Let us start by analyzing just the first observation \(x_1=15.77\) using this function.

thetaGrid = seq(0, 40, length = 1000) # Some suitable grid of values to plot over
areaPoint = 20 # shade the region where theta>= areaPoint (20 in my example)
n = 1
post = postGaussianIID(x[1:n], mu_0, tau2_0, sigma2, thetaGrid, areaPoint)

Posterior mean is  17.885 
Posterior standard deviation is  3.536 
The weight on the sample mean is  0.5

We see that the prior and data information happen to get the same weight (w) in the posterior.
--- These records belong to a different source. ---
Issue #2186, opened 2025-01-16
Pico W hangs connecting to WiFi in station mode


stfnmllr:
Pico W hangs calling cyw43_arch_wifi_connect_timeout_ms.

SDK Version: 2.1.0
Mode: pico_cyw43_arch_lwip_poll

Example: https://github.com/stfnmllr/pico-w-issue

In the example cyw43_arch_wifi_connect_timeout_ms is used to establish a connection and independently from success reboots the Pico W. Executing the program eventually stops progressing and hangs in cyw43_arch_wifi_connect_timeout_ms.
Changing the program not to reboot but calling cyw43_arch_wifi_connect_timeout_ms in a loop shows the same effect. I just used the watchdog in the example as this is closer to my real use case.

In case the Pico W is connected to a Serial Monitor (via USB), sending data is going to resume work and prints
[CYW43] do_ioctl(i, j, z): timeout

I couldn't reproduce the issue in pico_cyw43_arch_lwip_threadsafe_background mode on Pico W. I also couldn't reproduce the issue on Pico2 W whether in pico_cyw43_arch_lwip_poll nor in pico_cyw43_arch_lwip_threadsafe_background mode.
With Pico W the issue is reproducible using different Pico W and / or connecting it via USB to different USB ports and different machines.

As the warning is raised in cyw43_ll.c / cyw43_do_ioctl I did increase the timeout in
  
#define CYW43_DO_IOCTL_WAIT cyw43_await_background_or_timeout_us(1000);

from 1000 to 10000 us with no effect, but after adding a sleep (see below) the example program runs 'stable' on the Pico W continuously since several days.

```
diff --git a/src/cyw43_ll.c b/src/cyw43_ll.c
index 033eec2..9ce10ae 100644
--- a/src/cyw43_ll.c
+++ b/src/cyw43_ll.c
@@ -1186,6 +1186,7 @@ static int cyw43_do_ioctl(cyw43_int_t *self, uint32_t kind, uint32_t cmd, size_t
     while (cyw43_hal_ticks_us() - start < CYW43_IOCTL_TIMEOUT_US) {
         size_t res_len;
         uint8_t *res_buf;
+        sleep_ms(10);
         ret = cyw43_ll_sdpcm_poll_device(self, &res_len, &res_buf);
         if (ret == CONTROL_HEADER) {
             #if CYW43_USE_STATS
```

peterharperuk:
[...]

PR #2190, opened 2025-01-17
Fix ta_wakes_up_on_or_before

peterharperuk:
Handle target in the past and running for > 2^32 us.

Fixes https://github.com/raspberrypi/pico-sdk/issues/2186

### DIFF
--- a/test/pico_time_test/pico_time_test.c
+++ b/test/pico_time_test/pico_time_test.c
@@ -76,6 +76,7 @@ int issue_195_test(void);
 int issue_1812_test(void);
 int issue_1953_test(void);
 int issue_2118_test(void);
+int issue_2186_test(void);
 
 int main() {
     setup_default_uart();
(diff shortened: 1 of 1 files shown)


kilograham:
Hmm; i think the bug lies elsewhere...

does this help?

```
static inline bool ta_wakes_up_on_or_before(alarm_pool_timer_t *timer, uint alarm_num, int64_t target) {
    int64_t current = (int64_t)timer_time_us_64(timer_hw_from_timer(timer));
    int64_t time_til_target = target - current;
    uint32_t time_til_alarm = timer_hw_from_timer(timer)->alarm[alarm_num] - (uint32_t)current;
    return time_til_alarm <= time_til_target;
}
```

(it also should fix another fairly glaring error if you'd been running for > 2^32 us

peterharperuk:
@kilograham Your fix seems to work. I think my analysis was wrong? It was actually seems stuck on WFE? I'll use your fix instead.

kilograham (approved):

PR #2207, opened 2025-01-23
fix pico_time_test.c compile on native

kilograham:
was broken in a recent commit


peterharperuk (approved):
I guess this was my fault

PR #2218, opened 2025-01-29
Declare platform.h functions with C linkage

### LINKED ISSUE #2217: Cannot call rp2040_chip_version/rp2350_chip_version from C++ code
The platform.h headers for both RP2040 and RP2350 need `extern "C"` declarations when included from C++ code or `rp2040_chip_version`
and `rp2350_chip_version` won't be found by the linker.

rhulme:
The platform.h headers for both RP2040 and RP2350 need `extern "C"` declarations when included from C++ code or `rp2040_chip_version` and `rp2350_chip_version` won't be found by the linker.

Fixes #2217

### DIFF
--- a/src/rp2040/pico_platform/include/pico/platform.h
+++ b/src/rp2040/pico_platform/include/pico/platform.h
@@ -77,6 +77,10 @@
 
 #ifndef __ASSEMBLER__
 
+#ifdef __cplusplus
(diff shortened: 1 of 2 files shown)


peterharperuk:
Looks ok I guess

kilograham (approved):

PR #2221, opened 2025-02-01
Eat PATH argument to pico_generate_pio_header which was ignored before supporting multi-target on pico_generate_pio_header

kilograham:
see #2188


will-v-pi (approved):
LGTM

That is a coincidence from the fact that the prior variance \(\tau_0^2\) is the same as the data variance \(\sigma^2\).

Moving on, let’s add the next measurement to the analysis:

n = 2
post = postGaussianIID(x[1:n], mu_0, tau2_0, sigma2, thetaGrid, areaPoint)

Posterior mean is  18.757 
Posterior standard deviation is  2.887 
The weight on the sample mean is  0.667

We now see that the posterior is more affected by the data information than the prior information (w = 0.666).

Finally, adding all \(n=5\) data points gives:

n = 5
post = postGaussianIID(x[1:n], mu_0, tau2_0, sigma2, thetaGrid, areaPoint)

Posterior mean is  16.665 
Posterior standard deviation is  2.041 
The weight on the sample mean is  0.833

I am now rather sure that my average download speed is less than 20 MBit/sec since the posterior probability of \(\theta\geq20\) is only \(0.051\).